Jon D'Souza-Eva wrote: ↑Sun Jun 09, 2024 10:52 pm
John Saunders wrote: ↑Thu Jun 06, 2024 9:15 pm
Consider digitising it (in my ideal world every chess player would be a dab hand at using a scanner)
Do you have any hints on how to do that, John? I have a perfectly functional flatbed scanner which is OK for my needs (mostly scanning single A4 page documents) but it's not much use at scanning old magazines or books as an open A4-sized magazine or large book doesn't really fit properly. I've got quite a lot of old magazines and scarce books that I'd like to scan in if I could do it at a faster rate than 1 page every 15 minutes.
I have a Canon flatbed scanner which can scan A4 documents. It's a dedicated scanner rather than a three-in-one printer/scanner/copier. I can't tell you the exact model as I'm not at home currently; besides which, it's about 15-20 years old and probably long out of production. Not hugely expensive, maybe 100 quid when I bought it.
It comes with some fairly decent utility software which I sometimes use for photos, but I prefer to use
ABBYY Fine Reader 12 (no doubt other brands are available) for scanning and OCR-ing documents.
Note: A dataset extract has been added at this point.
PR #3556, opened 2026-08-13
fix(anthropic): guard usage.input_tokens against None in _get_token_counts

### LINKED ISSUE #3499: [bug] Anthropic instrumentor: unguarded usage.input_tokens can blank out an entire streaming LLM span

For BritBase I sometimes create readable PDFs to post online but more often simply copy the text generated by the OCR component into an HTML page. The text then has to be checked for OCR errors, of course, but it's pretty good apart from 'half' characters which it is incapable of getting right, even though the software is supposed to allow you to 'teach' it how to interpret such characters. This is annoying as the material I scan for BritBase tends to be littered with 'half' characters, of course.
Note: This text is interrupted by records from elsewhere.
Issue #1106, opened 2024-11-07
[enhancement][js] Ensure auto-instrumentation is functional in ESM-only projects


cephalization:
Packages are now advertised as ESM, but does auto-instrumentation work under ESM-only projects?

> While we build and ship ESM versions of our packages, we do not advertise their availability to module resolvers via package.json
> 
> We need to fill out the `exports` field.
> 
> See:
> - https://docs.npmjs.com/cli/v10/configuring-npm/package-json#exports
> - https://nodejs.org/api/packages.html#conditional-exports
>   - Conditional exports allow us to point to esm builds when `import`-ing and cjs builds when `require`-ing

cephalization:
Additionally, we should evaluate if esm support actually works correctly.

See https://github.com/open-telemetry/opentelemetry-js/blob/main/doc/esm-support.md

for what the implications are when using these packages in esm-only applications

cephalization:
Also see #1144

cephalization:
As per https://github.com/open-telemetry/opentelemetry-js/blob/main/doc/esm-support.md

To run native auto module patching instrumentation via import in the middle, you must exectute your program with node and the `--experimental-loader=@opentelemetry/instrumentation/hook.mjs` flag.

I have a few problems with this:
- It requires users to augment their execution command, which feels heavy handed
- It does not work with openai, our most popular instrumentation, due to import ordering issues
- It precludes support for runtimes other than node, that would otherwise be able to support module patching via import

All that being said, I think that for the time being we continue to provide a `manuallyPatch` method on our instrumentation that allows users to import a module, and patch it directly, having that module be patched for the rest of program execution (as the modules/side-effects generated from calling import are cached across import calls).

So, as of right now, users of ESM in their projects can continue to manually instrument so long as they run on a node-like environment.

This does not help browser based users however, as we still attempt to auto-patch with node dependencies, that break browser execution. If `InstrumentationNodeModuleDefinition` is removed, then the instrumentation works just fine in the browser with manual patching.

Next steps:
- Feature detect environment when instrumentation is initialized
  - If node-like environment detected, attempt auto patching but allow manual patching
  - If browser-like environment detected, do not attempt auto patching, do not import node module definition patcher, allow manual patching

cephalization:
Closing in favor of #1585

PR #3558, opened 2026-08-13
fix(js): scope double-patch guard per module so both builds of dual-package SDKs can be patched

### LINKED ISSUE #3557: [bug][js] Global _isOpenInferencePatched flag blocks manuallyInstrument for one of the two builds of dual-package SDKs
**Affected packages:** `@arizeai/openinference-instrumentation-openai` (4.1.8), `@arizeai/openinference-instrumentation-anthropic` (0.1.20) — likely all JS instrumentations sharing the pattern.

### Problem

Per #1106, `manuallyInstrument()` is the recommended path for ESM projects, since the require hook can't see ESM importers. But `patch()` guards on a module-scoped boolean in addition to the per-module marker:

```js
let _isOpenInferencePatched = false;
// ...
patch(module, moduleVersion) {
    if (module?.openInferencePatched || _isOpenInferencePatched) {
        return module;
    }
```

`openai` and `@anthropic-ai/sdk` are dual packages: the CJS (`require`) and ESM (`import`) builds are separate module objects with separate class prototypes, so patching one build does not instrument consumers of the other. The global flag makes patching both in one process impossible: whichever build is patched first flips it, and any later `patch()`/`manuallyInstrument()` call for the **other** build silently returns without patching.

Concrete scenario: an SDK wrapping your instrumentations calls `manuallyInstrument(await import("openai"))` so ESM apps get spans. Any dependency in the same process that later `require`s `openai` gets the untouched CJS build — the require-hook patch no-ops on the flag — and those calls silently produce no spans. The reverse order breaks the ESM side instead.

### Reproduction

```js
import { createRequire } from "node:module";
const require = createRequire(import.meta.url);
import { AnthropicInstrumentation } from "@arizeai/openinference-instrumentation-anthropic";

const instr = new AnthropicInstrumentation();
const esm = await import("@anthropic-ai/sdk");
const cjs = require("@anthropic-ai/sdk");
console.log(esm.Anthropic === cjs.Anthropic); // false — two separate builds

instr.manuallyInstrument(esm.default ?? esm);  // patches ESM build, sets the global flag
instr.manuallyInstrument(cjs);                 // silently no-ops: CJS build stays unpatched
```

### Proposed fix

I understand the flag was added as a double-patch guard (#491, #492) — the ask is not to drop the safety but to scope it to the object it protects. `patch()` already sets `module.openInferencePatched = true` on exactly the object it patched, which is the right granularity:

```js
if (module?.openInferencePatched) {
    return module;
}
```

Each build still gets patched at most once (no double-wrapping), but both builds of a dual package can be patched in the same process. `isPatched()` could keep its current global meaning unchanged.

One wrinkle: assigning the marker onto a native ESM namespace throws (`Cannot assign to read only property`, cf. #3336) — for namespaces the guard may need a `WeakSet` instead of a property write. Happy to open a PR if you'd take one.

*(The related loader-hook route is separately blocked by the `import-in-the-middle` 1.x/3.x split between these packages and OTel 0.2xx — but that looks covered by #3394.)*

PabloPardoGarcia:
Fixes #3557.

## Problem

`openai` and `@anthropic-ai/sdk` are dual packages: their CJS (`require`) and ESM (`import`) builds are separate module objects with separate class prototypes, so patching one build does not instrument consumers of the other. `patch()` in both instrumentations is guarded by a module-global boolean:

```ts
if (module?.openInferencePatched || _isOpenInferencePatched) {
  return module;
}
```

Whichever build is patched first flips `_isOpenInferencePatched`, and any later `patch()`/`manuallyInstrument()` call for the **other** build silently returns without patching. Since `manuallyInstrument()` is the recommended path for ESM consumers (#1106), an integrator who patches the ESM build cannot also have the require hook cover CJS consumers in the same process, and vice versa — with no error or warning either way.

## Fix

Replace the global boolean in the guard with a module-scoped `WeakSet` keyed on the class object the patch actually wraps (`module.OpenAI`; anthropic's `module.default || module`):

- **Object-scoped like the `openInferencePatched` marker**, so each build of a dual package is patched at most once, and both can be patched in one process.
- **No write to the module**, so the double-patch protection keeps working where the module is immutable (Deno, webpack) — the case the global flag was introduced for (per its own comment), and the same concern `canPatchInPlace()` addresses in the Claude Agent SDK instrumentation (#3344).
- Keyed on the class rather than the received module object, so callers that pass a fresh wrapper object per call are still guarded.

`_isOpenInferencePatched` is kept and still set/cleared in `patch()`/`unpatch()`, so `isPatched()` behavior is unchanged for existing consumers. `unpatch()` deletes the class from the `WeakSet`, so re-patching after an unpatch still works.

## Tests

New `test/dualBuild.test.ts` in each package:

- requires the CJS build and imports the ESM build, asserts they are distinct objects, patches both via `manuallyInstrument()`, and asserts **both** are wrapped — the second call was a silent no-op before this change;
- asserts a repeated patch of the same build does not double-wrap. The CJS build re-guards via the property marker; the ESM namespace rejects the marker write (frozen namespace), so its re-guard is the `WeakSet` alone — this is the regression test for the immutable-module case the global flag used to cover.

Both packages' full suites pass (`19` and `67` tests), plus `lint`, `fmt:check`, and `type:check`.

## Scope

Deliberately limited to the two dual-package provider instrumentations, per the discussion in #3557. The same global-flag pattern exists in `langchain`, `langchain-v0`, `openai-agents`, `beeai`, and `claude-agent-sdk`; happy to follow up with the same treatment there if you'd like consistency.

### DIFF
--- a/js/.changeset/dual-build-patch-guard.md
+++ b/js/.changeset/dual-build-patch-guard.md
@@ -1,0 +1,6 @@
+---
+"@arizeai/openinference-instrumentation-openai": patch
+"@arizeai/openinference-instrumentation-anthropic": patch
+---
+
+Scope the double-patch guard to the module object so both the CJS and ESM builds of a dual-package SDK can be patched in the same process. Previously the module-global `_isOpenInferencePatched` flag made whichever build was patched first silently block `patch()`/`manuallyInstrument()` for the other build (#3557). The guard is now a `WeakSet` keyed on the patched class, which needs no write to the module and therefore also keeps protecting immutable modules (Deno, webpack) — the case the global flag existed for. `isPatched()` behavior is unchanged.
--- a/js/packages/openinference-instrumentation-anthropic/src/instrumentation.ts
+++ b/js/packages/openinference-instrumentation-anthropic/src/instrumentation.ts
@@ -74,12 +74,14 @@ let _isOpenInferencePatched = false;
  * The Anthropic classes that have already been patched, tracked by identity.
  * The SDK ships separate CJS and ESM builds with separate class objects, so a
  * module-global boolean cannot guard them independently: whichever build was
- * patched first would block the other one forever (#3557). A WeakSet is
+ * patched first would block the other one forever (#3557). A Set is
  * scoped to the object, and needs no write to the module, so it also keeps
  * the double-patch guard working when the module is immutable (e.g. Deno,
- * webpack) and the `openInferencePatched` property cannot be set.
+ * webpack) and the `openInferencePatched` property cannot be set. Entries
+ * are removed when their wrappers are removed, so the Set does not retain
+ * unpatched SDK builds.
  */
-const _patchedModules = new WeakSet<object>();
+const _patchedModules = new Set<object>();
 
 /**
  * function to check if instrumentation is enabled / disabled
@@ -113,6 +115,10 @@ export class AnthropicInstrumentation extends InstrumentationBase<typeof Anthrop
   private oiTracer: OITracer;
   private tracerProvider?: TracerProvider;
   private traceConfig?: TraceConfigOptions;
+  private readonly patchedModuleExports = new Map<
+    typeof Anthropic,
+    typeof Anthropic & { openInferencePatched?: boolean }
+  >();
 
   constructor({
     instrumentationConfig,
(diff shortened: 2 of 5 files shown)


PabloPardoGarcia:

mikeldking (approved):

I agree, it's not easy or quick scanning pages from particularly fat or tightly-bound volumes, which you have to press down on the platen in order for the text nearest the 'gutter' to scan effectively. But for slimmer or looser A4 material I don't have too many problems. I can certainly do better than 1 scan every 15 minutes. The utility software allows you to set a time gap between scans - say 20-30 seconds - during which you can turn the sheet over or get the next page onto the platen - before the next scan triggers automatically. That way you can get a 40-50 page scan done in a reasonable time (and it doesn't really matter if you miss an iteration - the blank scan can be deleted later). It doesn't matter which way up you scan a page and it can also adjust automatically if it is slightly skewed on the platen. Foolscap pages (e.g. some old SCCU grading lists) are more of a problem and take longer. If you were to scan a copy of BCM, you place the double spread of two pages on the platen at 90 degrees so that they fit and scan: the software is clever enough to divide this into two A5 pages and correct the orientation.
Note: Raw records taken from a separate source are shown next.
PR #64, opened 2023-06-18
feat: add dnkmmr nix installer to justfile

EinoHR:
Add's @dnkmmr69420's Nix installer to the justfile with some warning attached.

https://github.com/ublue-os/startingpoint/issues/95

### DIFF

In theory it should be possible to OCR-scan games in algebraic notation from publications and then copy & paste straight into a ChessBase/HIARCS/SCID new game window, but my advice is - don't bother! It works sometimes but not enough to make it quicker/more accurate than manual input. For a start, if the notation has figurines it doesn't work at all because of all the preparatory work you have to do. You have to 'teach' the software the symbols but it never learns them sufficiently well to be worth the bother. Even if the publication being scanned uses KQRBN, it's not much better: for example, you can't trust it not to mix up Re4 and Rc4, particularly if you are scanning from old typewritten, cheaply reproduced bulletins. Absolute non-starter, I'm afraid. Maybe other OCR software might do it, with a newer, snazzier scanner, but not the hardware/software set-up I have.